Chapter 7. “Mechanical storage: Advanced pumped hydro APHES, solid gravity energy storage SGES, flywheels for electricity-to-electricity” (90 pages) delves into a flood of 2024 research, 12 companies, many options. It sees greatest potential in APHES, a large system pumping water into mines being significant in 2024, then SGES for mainstream grid requirements. Flywheels tend to lose out to supercapacitors and their variants for high power density and pulse applications.

Chapter 8. “Hydrogen and other chemical intermediary LDES” (55 pages) reports potentially a very large market extending up to seasonal storage because it could store 10GWh levels underground. However, with only one small minigrid being prepared with tank hydrogen, the scope for extreme arguments for and against is considerable. Of possible chemical intermediaries, only hydrogen has a chance, mostly in salt caverns, but leakage is considerable, causing global warming, and efficiency very poor. Some will be built. Then we shall know the parameters.
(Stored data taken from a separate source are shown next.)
PR #170, opened 2020-04-07
[REVIEW] Update coordinate_transform.hpp files to libcudf++

### LINKED ISSUE #161: [BUG] Update coordinate_transform.hpp to libcudf++
* Eliminate use of gdf_column in shapefile APIs.
* Remove all raw RMM_ALLOC/RMM_FREE and replace with rmm::device_buffer / device_vector.
* Add appropriate CUSPATIAL_EXPECTS calls. See #153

Chapter 9. “Thermal energy storage for delayed electricity ETES” reports heating rocks then making steam for turbine generation of electricity has been a failure but 2024 research and the activity of several companies has led to one major installation using heat pumps in thermal storage and there is a wild card of white heat reconverted using photovoltaics. Thermal may be a niche grid/ minigrid storage opportunity.